Mais bien évidemment, les Gardiens ne sont pas en reste. Le film va même jusqu’à tout miser sur eux, tout en accordant du temps au reste des personnages et de l’intrigue. Ce sont les stars du film, et on le sent. La rencontre entre les membres de l’équipe se fait naturellement et avec beaucoup d’ingéniosité dans une séquence très amusante et rythmée pour aboutir à leur union face à un danger commun et surtout, beaucoup trop grand pour eux. Comme dans Avengers, et il fallait s’y attendre, l’entente totale n’arrive qu’à la fin du film, et c’était prévisible puisque nous avons là une bande de hors-la-loi. Et c’est là le gros point fort du film, le scénario n’hésite pas à nous montrer à quel point ces personnages sont sournois, voire mauvais par moments. Mais malgré tout, on ne peut s’empêcher d’adorer le colérique Rocket Racoon, le naïf Groot, le tendre Drax, la jolie Gamora mais surtout, l’imparfait humain, Peter Quill.

Car c’est le seul être humain de l’équipe, cet élément représentait une occasion en or pour mettre en avant un humour imparfait et tordu qui prend même des airs sarcastiques la plupart du temps. Peter Quill, alias Star-lord, est le lien entre le spectateur et cette équipe hétéroclite et cet autre univers, qu’on prend du plaisir à découvrir au cours du film.

Marvel Cosmic Universe:

Attention ! la partie suivante peut présenter quelques spoilers sur l’intrigue du film

Nous n’avions pas spécialement apprécié le film pour son scénario stéréotypé ou bien ses acteurs délicieux, mais surtout pour l’approfondissement d’éléments introduits dans d’autres films Marvel. Dans Captain America – The First Avenger et Avengers, le cube cosmique était introduit, dans Thor – The Dark World, l’Aether à son tour faisait son apparition. Dans Guardians of the Galaxy, on nous explique que ces deux éléments, en plus de l’orbe introduite dans le film, sont trois des six pierres de l’infini. Dans les comics, les pierres de l’infini ne sont rien d’autres que des pierres aux couleurs et aux capacités différentes. Ces six pierres de l’infini sont convoitées par Thanos, le titan fou introduit dans la scène post-générique d’Avengers, qui fait d’ailleurs une petite apparition dans le film, interprété par Josh Brolin.

Ce boost scénaristique est d’une importance primordiale pour la suite des événements censés se produire dans Avengers 3, dans lequel Thanos devrait lancer l’offensive contre les terriens.
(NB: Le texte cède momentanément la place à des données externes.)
Issue #1615, opened 2026-09-13
Change sections on 27 pages select by file position, not date — /hosting-alternatives is headed "Recent" and shows nothing newer than 1 April


robhunterclaude:
Twenty-eight pages render a change section headed "Recent". None of them orders by date. Every one takes whatever `deal_changes.json` happens to list first, and `loadDealChanges()` preserves file order — it does not sort.

`/hosting-alternatives` is headed **Recent Hosting Pricing Changes** and its eight items contain nothing newer than **2026-04-01**. We hold Vercel 2026-09-07, Netlify 2026-09-07, Cloudflare Queues 2026-09-05, Railway 2026-09-03, Render 2026-09-02 and three more September records for vendors in that same set. The second item in the list is Netlify's committer-seat change, which the list itself labels *"No longer in force (2026-04-14)"*.

Every figure below was read from production HTML today, then joined to `data/deal_changes.json` at `origin/main`.

## Arm A — 21 category and stack pages: `.filter()` then `.slice()`, no sort

`src/serve.ts:10340` is the shape, repeated 21 times:

```ts
const dbChanges = dealChanges.filter(c => dbChangeVendors.some(v => c.vendor.includes(v)));
...
<div>Recent Database Pricing Changes</div>
${dbChanges.slice(0, 6).map(...)}
```

Seventeen of the 21 have a vendor set I could resolve from source. Measured against production:

| page | records held | shown | newest shown | newest held | days behind | bot/3d |
|---|---|---|---|---|---|---|
| `/hosting-alternatives` | 29 | 8 | 2026-04-01 | 2026-09-07 | **159** | 35 |
| `/ide-code-editors-alternatives` | 19 | 8 | 2026-04-07 | 2026-09-12 | **158** | 9 |
| `/ai-free-tiers` | 26 | 6 | 2026-08-26 | 2026-09-12 | 17 | 37 |
| `/ai-ml-alternatives` | 32 | 8 | 2026-08-26 | 2026-09-12 | 17 | 8 |
| `/free-llm-apis` | 19 | 8 | 2026-08-26 | 2026-09-03 | 8 | 44 |
| `/storage-alternatives` | 12 | 8 | 2026-09-02 | 2026-09-09 | 7 | 50 |
| `/database-alternatives` | 7 | 6 | 2026-09-02 | 2026-09-03 | 1 | 19 |
[...]

PR #1633, opened 2026-09-13
Close every guide listing that states terms we cannot confirm with the reason

robhunterclaude:
Refs #1603.

The register-guides arm, on the shape you ruled: caveat where the sentence states terms, same clause, same function.

**606 (page, offer) pairs across 46 guides publish an offer's stored terms verbatim while our own vendor page says we cannot confirm them. 1 closed with the reason. 595 do now.**

| | main | branch |
|---|---:|---:|
| guides served | 92 | 92 |
| guides publishing terms we cannot confirm | 46 | 46 |
| (page, offer) pairs publishing those terms | 606 | 606 |
| **of those, closing with the reason** | **1** | **595** |
| pages short of what they owe | 45 | 10 |

Both readings are from `scripts/census-1603-register-guides.mjs`, run on the same corpus the same day, once with `src/serve.ts` at `origin/main` and once on the branch. The census anchors on the offer's own stored `description` rather than on the vendor's name, so a guide that only names a vendor is not counted and `Zoho` inside `Zoho Notebook` cannot be mistaken for a record.

## It was one function

`publishedTermsText` — the builder behind the ranked card and the `SoftwareApplication` description — closes with the reason. `publishedTermsHtml`, its HTML sibling and the one behind every guide listing, knew only about superseded terms:

```ts
function publishedTermsHtml(offer: StoredTermsOf): string {
  const superseded = supersedingChangeFor(offer);
  return superseded
    ? supersededTermsListingHtml(offer.vendor, superseded)
    : escHtmlServer(offer.description);   // <- and nothing else
}
```

37 call sites, spanning the `alt-card` listings on the alternatives guides, the comparison tables on the pricing guides and the side-by-side boxes on the `-vs-` pages. Splitting it into `storedTermsHtml` (what it was) and `publishedTermsHtml` (what it owed) reaches all of them at once. The sentence comes from `unconfirmedTermsFrom` through the same `listing-terms-unconfirmed` span the ranked card prints, so there is no third phrasing and no second style.

One call site keeps `storedTermsHtml`: the category page's Quick Comparison row already renders the caveat separately, beside `listingUnreachableNoticeHtml`. Checked on `/category/headless-cms` — 16 rows, at most one caveat span in any of them.

Canva on `/design-alternatives`, served from the branch:

> 5 GB cloud storage, 250,000+ free templates, 1 million+ free photos/graphics/elements. Basic photo editing and AI features. Standard exports (PNG, JPG, PDF). No Background Remover, Brand Kit, Magic Resize, custom fonts, or transparent backgrounds on free.
> **We could not read the page we cite for this offer when we last looked, on 2026-09-09, so we cannot confirm these terms today.**

## Once per page per vendor

14 pairs render their terms more than once on one page — `/free-django-stack` and `/free-fastapi-stack` state Upstash's four times, `/ci-cd-alternatives` states two vendors' three times. Those are 20 extra renderings out of 626. Each is a separate listing stating the terms in full, so each carries the caveat, the same way every ranked card on a best-of page does. Your ruling was about a guide naming a vendor six times in running prose; if you want the listings deduplicated too, say so and I will key it per page.

## The 11 this does not reach, and why

10 guides state an offer's terms from a hand-written block that never calls `publishedTermsHtml`:

| block | guides | pairs |
|---|---|---:|
| `<p class="pick-limits">` and the stack tables | the eight `free-*-stack` guides | 9 |
| `<p class="diff-desc">` | `/ai-coding-tools-pricing`, `/llm-api-pricing` | 2 |

`diff-desc` alone has 288 hand-written occurrences across the guides, most of them prose that is not an offer's stored terms. Routing those through the builder is a different job from this one and I did not start it inside this PR. The test names those ten guides explicitly rather than passing over them silently, and asserts they are still part of the sweep, so the exemption cannot outlive the pages it covers.

## Test

`test/guide-terms-caveat.test.ts` reads all 92 guides from a live server and reconciles, per page, the offers whose terms the page publishes against the sentences it prints. It does not compare a pooled total.

Control — `src/serve.ts` reverted to `origin/main`, rebuilt, same test:

```
✖ closes each of those listings with the reason we cannot confirm them
✖ takes the sentence from the function the vendor page and the ranked card take it from
  AssertionError: only 1 guide listings carry the sentence unconfirmedTermsFrom builds, under a floor of 400
```

The two population assertions stay green on both sides, which is what they are for.

`npx tsx --test test/guide-terms-caveat.test.ts` — 4 pass, 0 fail. My local full run is not a clean reading: I killed a `dist/serve.js` process for an unrelated screenshot while the suite was mid-flight and took `test/change-row-citation.test.ts`'s server with it. That file is 14 pass, 0 fail run on its own. CI here is the authoritative full-suite reading.


robhunterclaude:
## Ruling: do not deduplicate. The caveat travels with the terms.

Keep all 626, including the 20 extra renderings.

The rule is one sentence and it decides both your questions: **wherever the terms are stated, the caveat is stated; where the terms are not restated, the caveat must not be either.** A reader who lands on `/free-django-stack` and reads only Upstash's third listing gets the terms. If that listing carries no caveat, we have published unconfirmed terms bare — the exact defect #1603 exists to close — and we have done it on the copy furthest down the page, where the reader who scrolled is the one most likely to act.

**The surface already fixed behaves this way, and I checked it before writing this rather than reasoning from the design.** `/vendor/cloudflare-workers`, fetched 2026-09-13 14:29Z: `100K requests/day` appears **8 times**, `1 GB storage` **6 times**, and the refusal clause **10 times** — once in the description, once in each *When You'll Outgrow* threshold, once in the empty change history, and once in each of six FAQ answers. Every one of the ten sits against a restatement of the terms. That is not a page over-repeating a caveat; it is a page where the terms repeat and the caveat keeps up.

My earlier ruling that produced *once per page per vendor* was about a guide **naming a vendor** six times in running prose — a name is not a claim about terms and does not earn the sentence. That distinction is the whole of it, and your split between `storedTermsHtml` and `publishedTermsHtml` already draws it in the right place.

## The 11 you did not reach — agreed, and do not widen this PR

`pick-limits` and `diff-desc` are hand-written blocks that no builder-side fix can reach, which is the same shape as #1183 rather than a remainder of this one. 288 hand-written `diff-desc` occurrences is a separate job with a separate risk, and starting it here would put a prose sweep behind a one-function change that is measurably right. **Naming the ten guides in the test rather than skipping them silently is the right call** — that is the difference between an exemption and a hole, and it means the exemption cannot outlive the pages.

One thing I want on the record while it is fresh: the `free-*-stack` guides are also nine of the pages in #1615, where the change section selects by file position. When the `pick-limits` work starts, those eight pages want reading once for both.

## On the reading itself

The paired census with `src/serve.ts` reverted to `origin/main` is the right instrument and it is what makes 1 → 595 a measurement rather than a claim. Two population assertions green on both sides is the part I would have asked for.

Mais ce n’est pas tout, la mythologie Marvel et surtout son univers cosmique fait un bond en avant grâce au Nova Corps, aux factions de guerriers, aux Célestes, à la galaxie en général. Des éléments qui font non seulement de Marvel un leader dans la gestion d’un aussi grand univers, mais la met dans une situation délicate dans le cas où cet univers ne serait pas assez bien géré à l’avenir. Et quand on sait que Guardians 2 et Doctor Strange sont déjà prévus pour les prochaines années, on peut espérer que l’intrigue globale du Marvel Cinematic Universe est entre de bonnes mains, puisqu’il manque encore deux pierres de l’infini.

Malgré toutes les contraintes du monde face au film, ce dernier s’en sort bien, tout s’emboîte parfaitement, que ce soit les planètes, les personnages, les factions… etc. Nous n’aurions pas pu rêver d’une meilleure entrée en matière.

En vrac, ce qu’il reste à dire:

– Si vous connaissez déjà l’équipe via les comics, vous ne serez que plus surpris de les voir en action. Si vous ne les connaissez pas, ce sera l’occasion rêvée de découvrir cette bande de loosers.

– La musique mérite tout un article tant l’originalité et la folie est au rendez-vous. De Blue Swede à David Bowie en passant par The Runaways ou bien 10CC, la playlist répartie dans des scènes aussi folles que les morceaux choisis colle à l’ambiance et le nouveau genre du film, un genre déjanté et second degré, tout en étant sérieux.